Mark Rothko, réflexions ( 1903 – 1970)

By | 2017-12-11T17:38:16+00:00 7 décembre 2017|Peinture|0 Comments

Thème du tiers inclus:  La profondeur métaphysique de l’oeuvre de Rothko, l’angoisse et la révolte dont elles sont chargées, émanent de la juxtaposition de l’extension des surfaces et de leur contraction, il dés-absolutise la  couleur et la forme.  « Peut-être aurez vous remarqué qu’il existe deux caractéristiques dans mes peintures : soit les surfaces sont expansives et elles tendent vers l’extérieur dans toutes les directions, soit les surfaces se concentrent dans toutes les directions vers l’intérieur : tout ce que j’ai à dire, vous pourrez le trouver entre ces deux pôles. »

On trouve dans le recueil des propos de Mark Rothko, ( 1903-1970) classé parmi les expressionnistes américains dont il refusait la catégorisation aliénante, une recherche dont les fondements intellectuels rejoignent ces idées, une dimension spirituelle hypersensible.

« Les gens qui pleurent en présence de mes tableaux font la même expérience religieuse que celle que j’ai faite en les peignant. »

Né en Russie en 1903, émigré aux Etats-Unis à 10 ans et mort, suicidé, à New York en 1970 . il fut probablement l’un des plus grands artistes du XXe siècle. Il confia à l’abstraction la fonction abandonnée par la philosophie : unifier notre rapport au monde.

« La juste manière de regarder l’art est un authentique mariage des sens. Et dans le mariage comme en art, ne pas consommer est une cause de nullité ».

 

Son parcours est intimement lié aux peintres qui ont offert aux Etats-Unis leur première école picturale d’envergure internationale, les « Expressionnistes Abstraits » : Pollock, Newman, Kline, Still ou Motherwell. Mais sa singularité et la puissance d’émotion que dégage sa peinture l’emportent sur tout effet d’école.

« Quel que puisse être le nombre des commentaires, ils ne sauraient expliquer nos peintures. Leur explication doit naitre d’une expérience profonde qui s’instaure entre le tableau et le spectateur ».

 

Isy Morgensztern  [1] l’a présenté comme un géant de la peinture qui, comme Turner, dont il admirait le travail, avait tenté de peindre « … le Rien et très ressemblant… ».

« Je souhaite affirmer sans réserve qu’à mon sens, il ne peut exister d’abstraction d’aucune sorte. Chaque forme ou chaque zone de la toile qui ne possède pas la même vulnérabilité, la même réceptivité à la joie ou à la souffrance, n’est tout simplement rien du tout ».

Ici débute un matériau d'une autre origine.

PR #430, opened 2024-05-09
Improve async write (fewer copies, polling API)

graebm:
**Issue:**
Mountpoint's upload throughput took a 20% hit when they started using the new async write API (PR https://github.com/awslabs/aws-c-s3/pull/418).

We knew the new API could, in the worst case, do an additional copy (see TODOs in [PR description](https://github.com/awslabs/aws-c-s3/pull/418) and [code](https://github.com/awslabs/aws-c-s3/blob/3647b4bfb622f88e938529b292afed12fa60e27f/source/s3_meta_request.c#L2260).). Some quick experimentation showed this was the cause.

**Description of changes:**
- Remove additional copy.
    - Async write gets buffers from the buffer-pool (made possible by PR https://github.com/awslabs/aws-c-s3/pull/429)
- Add new `poll_write()` function, which is simpler to use from Mountpoint.
    - Mountpoint typically does 1MiB or 256KiB writes. So we pretty much always need to copy the data immediately. So let's optimize for that.
    - Rust needed tricky code to cope with the original `write()` API's demand that data stay alive until the write-future completes. And aws-c-s3 needed tricky code to guarantee `cancel()` would synchronously fire any pending write-futures. If we just offer a rust-polling-style API that always copies synchronously, we can simplify a lot of code. So let's do that.


include/aws/s3/s3_client.h
```diff
@@ -834,6 +835,74 @@ struct aws_s3_meta_request *aws_s3_client_make_meta_request(
...
+ * https://docs.rs/futures/latest/futures/io/trait.AsyncWrite.html#tymethod.poll_write
+ * If you prefer completion-style async functions, and your data can outlive
+ * the callstack, use aws_s3_meta_request_write() instead.
+ *
+ * Check the returned `result` struct to see what happened:
+ * 1)   If `result.is_pending == true` then no work was done.
+ *      The waker callback will be invoked when you can call poll_write() again.
+ *      Do not call poll_write() again before the waker is invoked.
+ *
+ * 2)   Else if `result.error_code != 0` then poll_write() did not succeed
```
DmitriyMusatkin, line 863: are there any recoverable errors, or error means everything is on fire and the only way forward is to kill things?

include/aws/s3/s3_client.h
```diff
@@ -834,6 +835,74 @@ struct aws_s3_meta_request *aws_s3_client_make_meta_request(
...
+ *      and you should not call it again. The meta request is guaranteed to finish soon
+ *      (you don't need to worry about canceling the meta request yourself after a failed write).
+ *      A common error code is AWS_ERROR_S3_REQUEST_HAS_COMPLETED, indicating
+ *      the meta request completed for reasons unrelated to the poll_write() call
+ *      (e.g. CreateMultipartUpload received a 403 Forbidden response).
+ *      AWS_ERROR_INVALID_STATE usually indicates that you're calling poll_write()
+ *      incorrectly (e.g. not waiting for waker callback from previous poll_write() call).
+ *
+ * 3)   Else `result.bytes_processed` tells you how much data was processed.
```
DmitriyMusatkin, line 872: calls to write in this case can be done one after the other, without waiting for waker or any sort of backoff?

include/aws/s3/s3_client.h
```diff
@@ -834,6 +835,74 @@ struct aws_s3_meta_request *aws_s3_client_make_meta_request(
...
+ *                      to subsequent poll_write() calls.
+ *
+ * @param waker         Waker callback.
+ *                      If `result.is_pending == true`, then the waker will be called
+ *                      exactly once when it's a good time to call poll_write() again.
+ *                      If `result.is_pending == false`, the waker will never be called.
+ *
+ * @param user_data     Pointer to be passed to the waker callback.
+ *
+ * WARNING: This feature is experimental.
```
DmitriyMusatkin, line 896: side question: should we consider something like experimental annotation that warns people when they use it? openssl has a deprecated flag and users must opt in if they want to avoid warning from those functions

source/s3_auto_ranged_put.c
```diff
@@ -548,8 +548,16 @@ static bool s_s3_auto_ranged_put_update(
 
             if (should_create_next_part_request) {
 
-                struct aws_s3_buffer_pool_ticket *ticket =
-                    aws_s3_buffer_pool_reserve(meta_request->client->buffer_pool, meta_request->part_size);
+                struct aws_s3_buffer_pool_ticket *ticket = NULL;
+                if (meta_request->synced_data.async_write.ready_to_send) {
+                    /* Async-write already has a ticket, take ownership */
+                    AWS_ASSERT(meta_request->synced_data.async_write.buffered_data_ticket);
```
DmitriyMusatkin, line 554: should we make it a fatal? it would fail hard if we dont have a ticket, right?

include/aws/s3/s3_client.h
graebm: "result.is_pending" is the only "recoverable" error, which is why I broke it out into its own variable, instead of it making it a special error code.

Full text is:
```
> Else if `result.error_code != 0` then poll_write() did not succeed
> and you should not call it again. The meta request is guaranteed to finish soon
> (you don't need to worry about canceling the meta request yourself after a failed write).
> A common error code is AWS_ERROR_S3_REQUEST_HAS_COMPLETED, indicating
> the meta request completed for reasons unrelated to the poll_write() call
> (e.g. CreateMultipartUpload received a 403 Forbidden response).
> AWS_ERROR_INVALID_STATE usually indicates that you're calling poll_write()
> incorrectly (e.g. not waiting for waker callback from previous poll_write() call).
 ```

My personal philosophy on APIs where users need to call a sequence of functions correctly to complete the operation is: If anything goes wrong with a function in that sequence, the operation should cancel itself. We shouldn't require the user to inspect the result of every code, to determine whether or not they need to cancel the operation. It's a streaming operation, so random failure was always a possibility.

So users can write simple code like:
```
if meta_request.write() failed:
    # something went wrong, bail out of write loop, meta-request will finish soon
    return
```

Instead of:
```
if meta_request.write() failed:
    # something went wrong, be sure to cancel the meta-request
    # in case this is our fault, then bail out of write loop, meta-request will finish soon
    if error_code != AWS_ERROR_S3_REQUEST_HAS_COMPLETED:
        meta_request.cancel()

    return
```

File: include/aws/s3/s3_client.h (hunk 2 above)
Comment (graebm) [reply include/aws/s3/s3_client.h:872]: yes

File: include/aws/s3/s3_client.h (hunk 3 above)
Comment (graebm) [reply include/aws/s3/s3_client.h:896]: 🤷‍♀️

File: source/s3_auto_ranged_put.c (hunk 4 above)
Comment (graebm) [reply source/s3_auto_ranged_put.c:554]: sure. it's a cheap check

File: source/s3_meta_request.c [hunk 5]
```diff
@@ -2280,76 +2293,129 @@ struct aws_future_void *aws_s3_meta_request_write(
         aws_s3_client_schedule_process_work(meta_request->client);
     }
 
-    return write_future;
+    /* Assert only 1 result field is set (byte_processed could be 0 if data.len is zero) */
+    AWS_ASSERT(
+        (result.is_pending && !result.error_code && !result.bytes_processed) ^
```
DmitriyMusatkin, line 2298: really minor and no need to fix: i know this works, but mixing logical and bitwise operators feels so wrong here

DmitriyMusatkin (approved):

source/s3_meta_request.c
graebm: tweaked to hopefully be less confusing

PR #439, opened 2024-06-17
BREAKING CHANGE: operation_name must be set for DEFAULT meta-requests

graebm:
**Issue:**

For some operations, S3 can return an error response, despite having sent status-code 200 OK (see [knowledge center](https://repost.aws/knowledge-center/s3-resolve-200-internalerror))

To defend against this, aws-c-s3 checked all 200 OK responses to see if they were actually XML errors, [except](https://github.com/awslabs/aws-c-s3/blob/963949202740da924a4282e79aa43d45e5eaaf31/source/s3_meta_request.c#L1496-L1505) responses related to `AWS_S3_META_REQUEST_TYPE_GET_OBJECT`. We knew that operations with "streaming body" responses never did "200 Error", and what if someone did "GetObject" on an XML error message they'd uploaded to S3, LoL 😂 haha 😂 that would never happen 😂.

We heard from a customer that was using `AWS_S3_META_REQUEST_TYPE_DEFAULT` (instead of `AWS_S3_META_REQUEST_TYPE_GET_OBJECT`) to send a "GetObject" request. The object was logs, and the logs began with an XML error message. Since aws-c-s3 didn't realize this was a "GetObject" request, it scanned the body of the response and mistook it for a "200 error".

**Description of changes:**

Users **MUST** set `operation_name` for `AWS_S3_META_REQUEST_TYPE_DEFAULT`. Previously, this was an optional field, but now it is required. This lets us ensure that "GetObject" operations are never checked for "200 Error", even if they were sent via `AWS_S3_META_REQUEST_TYPE_DEFAULT`.


source/s3.c
```diff
@@ -75,6 +76,56 @@ static struct aws_log_subject_info_list s_s3_log_subject_list = {
...
+    DEFINE_REQUEST_TYPE_OPERATION_NAME_PAIR(AWS_S3_REQUEST_TYPE_ABORT_MULTIPART_UPLOAD, "AbortMultipartUpload"),
+    DEFINE_REQUEST_TYPE_OPERATION_NAME_PAIR(AWS_S3_REQUEST_TYPE_COMPLETE_MULTIPART_UPLOAD, "CompleteMultipartUpload"),
+    DEFINE_REQUEST_TYPE_OPERATION_NAME_PAIR(AWS_S3_REQUEST_TYPE_UPLOAD_PART_COPY, "UploadPartCopy"),
+    DEFINE_REQUEST_TYPE_OPERATION_NAME_PAIR(AWS_S3_REQUEST_TYPE_COPY_OBJECT, "CopyObject"),
+    DEFINE_REQUEST_TYPE_OPERATION_NAME_PAIR(AWS_S3_REQUEST_TYPE_PUT_OBJECT, "PutObject"),
+    DEFINE_REQUEST_TYPE_OPERATION_NAME_PAIR(AWS_S3_REQUEST_TYPE_CREATE_SESSION, "CreateSession"),
+};
+
+/* Hash-table for case-insensitive lookup from operation-name -> request-type.
+ * key is `struct aws_byte_cursor *`, pointing into array above.
```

Son art tente de soulager le vide spirituel fondamental de l’homme moderne, le vide créé en partie par l’absence d’une mythologie.

« Un tableau vit par la compagnie d’un contemplateur sensible, dans la conscience duquel il s’épanouit et grandit. »

Il fournit la reconnaissance esthétique nécessaire à la libération des énergies inconscientes, précédemment libérées par les images, symboles et rituels mythologiques. Rothko se considère comme un faiseur de mythe et proclame que le seul sujet valable est tragique.

« Je ne m’intéresse pas au rapport entre la couleur et la forme ni à rien de tel. La seule chose qui m’intéresse, c’est d’exprimer des sentiments humains fondamentaux, la tragédie, l’extase, le destin funeste et ce genre de choses. »

L’expérience tragique ragaillardie  écrit-il , est pour moi la seule source d’art. La couleur est débarrassée de l’objet et devient l’unique objet de vision.

« Peut-être aurez vous remarqué qu’il existe deux caractéristiques dans mes peintures : soit les surfaces sont expansives et elles tendent vers l’extérieur dans toutes les directions, soit les surfaces se concentrent dans toutes les directions vers l’intérieur : tout ce que j’ai à dire, vous pourrez le trouver entre ces deux pôles. »

La profondeur métaphysique de ses toiles, l’angoisse et la révolte dont elles sont chargées, constitue le fil invisible de ce numéro d’une vie, une œuvre.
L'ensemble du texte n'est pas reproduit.